For safe printf-style formatting, check out Boost.Format. It can output to strings and streams.
I too wanted everything to be a member function, but I'm now starting to see the light. UML and doxygen are always pressuring me to put functions inside of classes, because I was brainwashed by the idea that C++ API == class hierarchy.
If the scope of the string isn't the same as the StringBox you can get segfaults:
StringBox foo() {
string s("abc");
return StringBox(s);
}
At least prevent object copying by declaring the assignment operator and copy ctor private:
class StringBox {
//...
private:
void operator=(const StringBox&);
StringBox(const StringBox&);
};
EDIT: regarding API, in order to prevent surprises I would make the StringBox own its copy of the string. I can think fo 2 ways to do this:
Copy the string to a member (not a reference), get the result later - also as a copy
Access your string through a reference-counting smart pointer like std::tr1::shared_ptr or boost:shared_ptr, to prevent extra copying
The problem with loose functions is that they're loose functions.
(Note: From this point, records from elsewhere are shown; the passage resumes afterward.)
PR #89, opened 2026-03-27
Re-enable Phoenix support

andrej:
- Pick up correct kernels from aie2/aie2p subdirectories in aie_kernels where needed based off device type.
- Use the look-up-table-based operations for aie2 operators.
- Remove duplicated look-up-tables in IRON; instead use the ones that ship in the runtime lib with MLIR-AIE.
- Fix column counts and other parameters where needed for Phoenix.

Passes everything locally on a Phoenix device except for MHA (uses 8 columns, may be harder to port) and llama (which uses MHA). These are marked as "skip" on Phoenix devices using a new pytest marker.


iron/common/device_utils.py
andrej, line 1: To-do: check if there would be matching useful utilities in the IRON Python bindings in MLIR-AIE already (@hunhoffe ?)

hunhoffe: Yes there is... but I can' probably replace it in my refactor branch (which is so close to being done! So this is probably fine for now.

iron/operators/tanh/test.py
```diff
@@ -7,13 +7,18 @@
 from pathlib import Path
 
 
+from iron.common.aie_device_manager import AIEDeviceManager
 from iron.operators.tanh.op import AIETanh
+from iron.common.aie_device_manager import AIEDeviceManager
```
hunhoffe: In this file and a few others I see some double imports

hunhoffe (commented):
Nice work!

hunhoffe (approved):
Ah should have clicked approve but accidentally pressed comment the first time by mistake.

iron/common/compilation/base.py
```diff
@@ -560,6 +561,21 @@ def compile(self, artifacts):
...
         worklist = artifacts.get_worklist(KernelObjectArtifact)
         commands = []
+
+        # Select target and runtime lib directory based on device type
+        # npu1 (Phoenix/AIE2) and npu (legacy/AIE2) use aie2-none-unknown-elf
+        # npu2 (Strix Point/AIE2P) uses aie2p-none-unknown-elf
+        if self.device_type == "npu2":
+            target = "aie2p-none-unknown-elf"
+            runtime_lib_dir = "AIE2P"
+        else:
```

I would bet money that most of you have created a function that was already provided by the STL because you simply didn't know the STL function existed, or that it could do what you were trying to accomplish.
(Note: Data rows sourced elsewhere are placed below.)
PR #91, opened 2026-04-06
Add single-dispatch layer-by-layer multi-head attention

andrej:
"Naive" alternative implementation for multi-head attention from the currently checked-in data-flow design. This is a simple layer-by-layer implementation, but it uses the single-dispatch mechanism to fuse it all into one MLIR file and save on CPU roundtrips and XRT overheads.

Includes two variants:
1. "core": Only does the core matmuls and softmax; assumes projected and repeated inputs `Q`, `K`, `V`. This matches the functionality of the checked-in dataflow MHA.
2. "projected": Performs the Q, K, V projections, applies a RoPE positional embedding and repeats K and V matrices for grouped-query attention. Takes an embedding vector and RoPE angles as input.


iron/operators/mha_prefill_lxl/reference.py
andrej, line 1: Can we reuse the reference from the existing mha? (Note: does not include RoPE and Q, K, V projections, but some code reuse should be possible.)

aie_kernels/aie2/softmax.cc
```diff
@@ -57,13 +58,132 @@ void softmax_simple_bf16(bfloat16 *restrict input_vector, bfloat16 *restrict out
...
+// in sub-tile chunks, keeping running max and sum statistics in a small local
+// buffer (`stats`).  Layout of the stats buffer (bfloat16[16], only [0..1]
+// used):
+//   stats[0] = running max
+//   stats[1] = running sum   (of exp(x - max))
+// ---------------------------------------------------------------------------
+
+void softmax_partial_stats_impl(bfloat16 *restrict input,
+                                bfloat16 *stats,
+                                const int32_t vector_size)
```
andrej: For readability, can we make stats a struct rather than an array with hard-coded indices? Also pointer should never alias with the input so we can annotate with *restrict.

aie_kernels/aie2/softmax.cc
```diff
@@ -57,13 +58,132 @@ void softmax_simple_bf16(bfloat16 *restrict input_vector, bfloat16 *restrict out
     return;
 }
 
+// ---------------------------------------------------------------------------
```
andrej: Make sure code comment style aligns with rest of the file, not sure these `// ---` are used elsewhere

aie_kernels/aie2/softmax.cc
andrej: We'll have `struct softmax_stats *stats` as the function argument but if that's hard to  do from the `design.py` it's fine if it doesn't match from there and is just a `void *` there in the function signature

aie_kernels/aie2p/softmax.cc
```diff
@@ -159,6 +160,118 @@ void partial_softmax_alias_bf16(bfloat16 *restrict input_vector,
...
+// ---------------------------------------------------------------------------
+// Online (partial / tiled) softmax helpers
+//
+// These three kernels implement a two-pass online softmax that processes a row
+// in sub-tile chunks, keeping running max and sum statistics in a small local
+// buffer (`stats`).  Layout of the stats buffer (bfloat16[16], only [0..1]
+// used):
+//   stats[0] = running max   (scaled by log2e)
+//   stats[1] = running sum   (of exp2(x*log2e - max))
+// ---------------------------------------------------------------------------
```
andrej: Apply same comments as in aie_kernels/aie2/softmax.cc: comment style, struct instead of array for stats

aie_kernels/aie2p/softmax.cc
```diff
@@ -159,6 +160,118 @@ void partial_softmax_alias_bf16(bfloat16 *restrict input_vector,
...
+
+    auto it_in2 = aie::cbegin_restrict_vector<SM_VEC_LEN>((bfloat16 *)input);
+    for (int i = 0; i < elem_iters; i++) {
+        input_bf16 = *it_in2++;
+        scaled_accum = aie::mul(input_bf16, log2e_vec);
+        exp_in_accum = aie::sub(scaled_accum, max_val_vec);
+        aie::vector<bfloat16, SM_VEC_LEN> exp_val =
+            aie::exp2<bfloat16>(exp_in_accum.to_vector<float>());
+        exp_val_accum = add(exp_val_accum, exp_val);
+    }
```
andrej: Make this use the same on-line approach as in aie_kernels/aie2/softmax.cc

aie_kernels/aie2p/softmax.cc
andrej, line 101: There appears to be a lot of code duplicated in the new partial softmax functions below. Factor out shared functionality into a separate function used across both, forcing inlining so it does not affect performance -- or, if sharing code is not easily possible, explain what the differences between the two implementations are.

aie_kernels/generic/axpy.cc
```diff
@@ -42,4 +42,103 @@ void saxpy_scalar(bfloat16 *x, bfloat16 *y, const bfloat16 a, bfloat16 *z, const
...
+        ::aie::broadcast<bfloat16, 64>(aie::to_float<bfloat16>(a, 0));
+    for (int i = 0; i < vector_size; i += 64) {
+        ::aie::vector<bfloat16, 64> y_v = ::aie::load_v<64>(y);
+        y += 64;
+        ::aie::vector<bfloat16, 64> z_v = ::aie::add(y_v, a_v);
+        ::aie::store_v(z, z_v);
+        z += 64;
+    }
+    event1();
+}
```
andrej: Lots of needless code duplication here. Use C++ templating to create one main function that emits the multiplication/scalar add code only conditionally based on a compile-time template. Then export specializations of that function in the extern C {} section.

aie_kernels/generic/axpy.cc
```diff
@@ -42,4 +42,103 @@ void saxpy_scalar(bfloat16 *x, bfloat16 *y, const bfloat16 a, bfloat16 *z, const
...
+
+// z = (col > row) ? a : y     applied per-element of one tile, using a tile
+// position (chunk_start_col, row_in_head) supplied via the idx_buffer.
```
andrej: remove "supplied via the idx_buffer" that's a call-site implementation detail and this function might be called from other places in different ways

aie_kernels/generic/axpy.cc
```diff
@@ -42,4 +42,103 @@ void saxpy_scalar(bfloat16 *x, bfloat16 *y, const bfloat16 a, bfloat16 *z, const
...
+//
+// The tile is interpreted as a `vector_size`-wide horizontal strip of the
+// per-head (S, S) attention-score block; idx[0] is the strip's starting
+// column within that block, idx[1] is the strip's row within the block.
+// The kernel implements the causal mask in-place by writing `a` to elements
+// strictly above the diagonal and copying y -> z everywhere else.  This
+// avoids materialising an H*S*S mask buffer entirely.
```
andrej: This function is a general 'triangular fill', not specific to attention. Make the comments reflect this. Consider factoring this out into a separate operator since it has less to do with AXPY, or making it more AXPY-like by allowing a scale or constant addition be applied within the triangular masked region (again using C++ templates).

iron/common/fusion.py
```diff
@@ -1,26 +1,55 @@
...
-    """Operator that fuses multiple MLIROperators into one."""
+    """Operator that fuses multiple MLIROperators into one.
+
+    Args:
+        dispatch: Dispatch strategy for the fused operator.
+            ``"auto"`` (default) selects ``"fused"`` on NPU2 and
+            ``"separate"`` on NPU1.  ``"fused"`` uses a single-ELF
+            dispatch (requires NPU2).  ``"separate"`` compiles each
+            sub-operator to its own xclbin and invokes them sequentially.
+    """
```
andrej: Fusion's a bit of a big term for what this does. It still reconfigures the array between each operator. Let's say it fuses multiple operators into a "single dispatch." (except for NPU1 where full ELF is not yet supported where this still degenerates into multiple dispatches). The sequential feature would be used on NPU2 for debugging and benchmarking the impact of single-dispatch.

iron/common/fusion.py
```diff
@@ -52,9 +81,6 @@ def get_kernel_artifacts(self):
         ]
         for idx, op in enumerate(unique_operators):
             objs = op.get_kernel_artifacts()
-            for obj in objs:
-                obj.filename = f"op{idx}_{obj.filename}"
-                obj.prefix_symbols = f"op{idx}_"
```
andrej: Why was this removed? Disambiguating function names between the sub-operators seems desirable. An explanation / reasoning for removing it is a valid response to this if there are good reasons to remove this.

iron/common/fusion.py
```diff
@@ -82,8 +108,6 @@ def get_mlir_artifact(self):
         ]
         for idx, op in enumerate(unique_operators):
             mlir_artifact = op.get_mlir_artifact()
-            if len(op.get_kernel_artifacts()) > 0:
-                mlir_artifact.generator.kwargs["func_prefix"] = f"op{idx}_"
```
andrej: Why was this removed? Disambiguating function names between the sub-operators seems desirable. An explanation / reasoning for removing it is a valid response to this if there are good reasons to remove this.

iron/common/fusion.py
```diff
@@ -222,6 +269,58 @@ def set_up_artifacts(self):
         )
         self.add_artifacts([full_elf_artifact])
 
+    def _set_up_xclbin_artifacts(self):
+        """Chained xclbin path (NPU1/Phoenix): separate xclbin per unique operator.
+
+        Mirrors the pattern from ``chain_swiglu_artifacts`` in
+        ``iron/operators/swiglu_base.py``: each unique operator gets its own
+        xclbin + insts compiled separately, linked via ``--xclbin-input``.
```
andrej: irrelevant remove

aie_kernels/aie2/softmax.cc
```diff
@@ -57,13 +58,124 @@ void softmax_simple_bf16(bfloat16 *restrict input_vector, bfloat16 *restrict out
     return;
 }
 
+// Online (partial / tiled) softmax helpers.
+//
+// These kernels implement an online softmax that processes a row in sub-tile
+// chunks, keeping running max and sum statistics in a small per-core buffer.
+// softmax_stats names the two stats slots instead of using hard-coded array
+// indices. It occupies the first two bfloat16 elements of the stats buffer.
```
andrej:
```suggestion
```

iron/common/sequence.py
```diff
@@ -56,7 +56,9 @@ def make_callable(self, seq):
 
 
 class AutoDispatch(SequenceDispatch):
-    """Selects the platform default: full-ELF on NPU2, chained-xclbin elsewhere."""
+    """Selects the platform default: a single dispatch (full-ELF) on NPU2, and
+    a chained-xclbin dispatch elsewhere (NPU1 has no full-ELF support, so the
+    sequence degenerates into one dispatch per operator)."""
```
andrej: revert -- change is unrelated to this PR and not needed

iron/common/sequence.py
```diff
@@ -67,7 +69,11 @@ def resolve(self, device):
 
 
 class FusedDispatch(SequenceDispatch):
-    """Single-ELF dispatch (NPU2 only): all operators fused into one ELF."""
+    """Single-dispatch execution (NPU2 only): every operator in the sequence is
+    inlined into one ELF and launched with a single dispatch. The array is
+    still reconfigured between operators; "fused" refers to collapsing the
+    per-operator dispatches into one, not to merging the compute. NPU1 has no
+    full-ELF support, so it cannot use this mode (see SeparateDispatch)."""
```
andrej: revert -- change is unrelated to this PR and not needed

iron/common/sequence.py
```diff
@@ -138,6 +144,10 @@ class SeparateDispatch(SequenceDispatch):
     """Chained-xclbin dispatch: one xclbin+insts per unique operator, linked
     via ``--xclbin-input`` and invoked sequentially. Owns the compiled
     per-operator xclbin/insts maps consumed by the runtime callable.
+
+    This is the default (and only) mode on NPU1. On NPU2 it can be selected
+    explicitly to debug or to benchmark the impact of single-dispatch
+    (``fused``) execution against per-operator dispatches.
```
andrej: revert -- change is unrelated to this PR and not needed

iron/common/sequence.py
```diff
@@ -630,13 +638,19 @@ def get_buffer(self, buffer_name):
         return self._buffer_cache[buffer_name]
 
     def _sync_inputs(self):
+        # Direct host writes via get_buffer(name).data[:] don't flip the buffer's
+        # device flag, so Tensor.to("npu") would no-op (the flag reads "npu"
+        # from construction) and strand the writes on the host.  Force the
+        # host->device upload for every input buffer.
```
andrej:
```suggestion
```

iron/common/sequence.py
```diff
@@ -630,13 +638,19 @@ def get_buffer(self, buffer_name):
...
         for name in self.op.input_args:
-            self._buffers[name].to("npu")
+            self._buffers[name]._sync_to_device()
 
     def _sync_outputs(self):
+        # Force device->host for every non-input buffer so callers read fresh
+        # device results regardless of the (unchanged) device flag.
```
andrej:
```suggestion
```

It's a fairly punishing design, especially for new users. (The STL gets new additions too, further adding to the problem.)
Google: C++ to string
How many results mention: std::to_string
I'm just as likely to find some ancient C method, or some homemade version, as I am to find the STL version of any given function.
I much prefer member methods because you don't have to struggle to find them, and you don't need to worry about finding old deprecated versions, etc,. (ie, string.SomeMethod, is pretty much guaranteed to be the method you should be using, and it gives you something concrete to Google for.)
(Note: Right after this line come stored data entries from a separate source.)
PR #94, opened 2026-04-09
Add INT8 GEMM support to the GEMM operator

### LINKED ISSUE #93: INT8 GEMM support
The C++ matmul kernels (aie2/mm.cc, aie2p/mm.cc) already have vectorized INT8
  matmul templates (i8→i8, i8→i16, i8→i32, MAC shape 8x8x8) and compile flags
  (-Di8_i8_ONLY, etc.), but the Python GEMM operator only accepts bf16 input.

  This would wire up INT8 through the Python layer:

  - design.py: add "i8" to dtype_in, "i8"/"i16"/"i32" to dtype_out,
    add i8 MAC dims (8,8,8) to microkernel_mac_dim_map
  - op.py: add i8 kernel flags, min tile sizes, skip bf16 emulation for int8
  - reference.py: int8 golden reference
  - test.py: int8 test cases

  The NPU does ~50 TOPs INT8 vs ~3-5 TOPs bf16, so this would be a big
  throughput gain for quantized inference.

If I'm not missing anything it should be trivial, I'm already on it.

albiol2004:
Wire up existing INT8 matmul kernels (i8→i8, i8→i16, i8→i32) through the
  Python GEMM operator layer. The C++ kernels already had the templates and
  compile flags, this connects them to the Python API.

  Also fixes a pre-existing bug in `get_arg_spec()` where `AIERuntimeArgSpec`
  defaulted all buffers to bfloat16, causing silent data corruption for any
  non-bf16 output type.

  Closes #93

  ## Added
  - INT8 input support (`dtype_in="i8"`) with i8, i16, i32 output types
  - INT8 MAC dimensions (8,8,8) for npu1/npu2 in `microkernel_mac_dim_map`
  - INT8 kernel compilation flags (`-Di8_i32_ONLY`, etc.)
  - INT8 golden reference with int32 accumulation in `reference.py`
  - 5 INT8 test configurations (4/8 columns, all output types, row/col-major B)

  ## Changed
  - `get_arg_spec()` now passes correct `dtype` to `AIERuntimeArgSpec`
  - Test params include `dtype_in`/`dtype_out` (existing bf16 tests unchanged)
  - bf16-specific flags (prio_accuracy, bfp16 emulation) skipped for INT8

  ## Removed
  -

### DIFF
--- a/iron/operators/gemm/op.py
+++ b/iron/operators/gemm/op.py
@@ -5,7 +5,6 @@ from dataclasses import dataclass, field
 from typing import ClassVar, Dict
 
 import numpy as np
-from ml_dtypes import bfloat16
 
 from iron.common import (
     MLIROperator,
@@ -16,6 +15,7 @@ from iron.common import (
     DesignGenerator,
 )
 from iron.common.device_utils import get_kernel_dir
+from iron.common.test_utils import np_dtype_map
 import aie.utils as aie_utils
 
 
@@ -167,18 +167,9 @@ class GEMM(MLIROperator):
             ),
         ]
 
-    _np_dtype_map = {
-        "bf16": bfloat16,
-        "f32": np.float32,
-        "i8": np.int8,
-        "ui8": np.uint8,
-        "i16": np.int16,
-        "i32": np.int32,
-    }
-
     def get_arg_spec(self):
-        dtype_in_np = self._np_dtype_map[self.dtype_in]
-        dtype_out_np = self._np_dtype_map[self.dtype_out]
+        dtype_in_np = np_dtype_map[self.dtype_in]
+        dtype_out_np = np_dtype_map[self.dtype_out]
         return [
             AIERuntimeArgSpec("in", (self.M, self.K), dtype=dtype_in_np),  # input A
             AIERuntimeArgSpec(
--- a/iron/operators/gemm/op.py
+++ b/iron/operators/gemm/op.py
@@ -79,20 +79,17 @@ class GEMM(MLIROperator):
 
     @property
     def name(self) -> str:
-        """Include dtype in operator name when not the default bf16, to avoid
-        xclbin filename collisions between bf16 and int8 GEMM variants with
-        identical dimensions."""
-        base = super().name
-        if self.dtype_in != "bf16":
-            base += f"_{self.dtype_in}_{self.dtype_out}"
-        return base
+        """Include dtype in operator name to avoid xclbin filename collisions
+        between GEMM variants with identical dimensions but different dtypes."""
+        return f"{super().name}_{self.dtype_in}_{self.dtype_out}"
 
     @property
     def _kernel_flags_suffix(self):
         """Suffix encoding compile-time flags that affect the kernel binary."""
-        if self.dtype_in == "i8":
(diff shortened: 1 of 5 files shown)


iron/operators/gemm/op.py
```diff
@@ -74,9 +77,21 @@ def __post_init__(self):
...
         MLIROperator.__init__(self, context=self.context)
 
+    @property
+    def name(self) -> str:
+        """Include dtype in operator name when not the default bf16, to avoid
+        xclbin filename collisions between bf16 and int8 GEMM variants with
+        identical dimensions."""
+        base = super().name
+        if self.dtype_in != "bf16":
+            base += f"_{self.dtype_in}_{self.dtype_out}"
```
hunhoffe: I think it might make sense to always change it to include dtype in/out... thoughts @andrej ?

iron/operators/gemm/op.py
```diff
@@ -149,14 +167,29 @@ def get_kernel_artifacts(self):
...
         ]
 
+    _np_dtype_map = {
+        "bf16": bfloat16,
+        "f32": np.float32,
+        "i8": np.int8,
+        "ui8": np.uint8,
+        "i16": np.int16,
+        "i32": np.int32,
+    }
```
hunhoffe: https://github.com/amd/IRON/blob/912e6bcef9f7a225b22e17f2efe106317a375ff5/iron/common/test_utils.py#L13

albiol2004: Oops, I didn't see that one. 

Now derived from the shared one, good?

hunhoffe: Great, thanks!

albiol2004:
Found the i8 GEMM failure: `microkernel_mac_dim_map["npu1"]["i8"]` was `(8,8,8)`,
  but `aie_kernels/aie2/mm.cc` only ships a `4x8x8` wrapper. Symbol name is just
  `matmul_i8_i32` regardless of MAC dims, so link succeeds, but design.py shapes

C# style extension methods would be a good solution.
They're loose functions.
They show up as member functions via intellisense.
This should allow everyone to do exactly what they want.
It seems like it could be accomplished in the IDE itself, rather than requiring any language changes.
Basically, if the interpreter hits some call to a member that doesn't exist, it can check headers for matching loose functions, and dynamically fix it up before passing it on to the compiler.
Something similar could be done when it's loading up the intellisense data.
I have no idea how this could be worked for existing functions, no massive change like this should be taken lightly, but, for new functions using a new syntax, it shouldn't be a problem.
namespace StringExt
{
std::string MyFunc(this std::string source);
}
That can be used by itself, or as a member of std::string, and the IDE can handle all the grunt work.
Of course, this still leaves the problem of methods being spread out over various headers, which could be solved in various ways.
Some sort of extension header: string_ext which could include common methods.
Hmm....
That's a tougher issue to solve without causing issues...
If you want to extend the methods available to act on string, I would extend it by creating a class that has static methods that take the standard string as a parameter.
That way, people are free to use your utilities, but don't need to change the signatures of their functions to take a new class.
This breaks the object-oriented model a little, but makes the code much more robust - i.e. if you change your string class, then it doesn't have as much impact on other code.
Follow the recommended guidelines, they are there for a reason :)
The best way is to use templated free functions. The next best is private inheritance struct extended_str : private string, which happens to get easier in C++0x by the way as you can using constructors. Private inheritance is too much trouble and too risky just to add some algorithms. What you are doing is too risky for anything.
You've just introduced a nontrivial data structure to accomplish a change in code punctuation. You have to manually create and destroy a Box for each string, and you still need to distinguish your methods from the native ones. You will quickly get tired of this convention.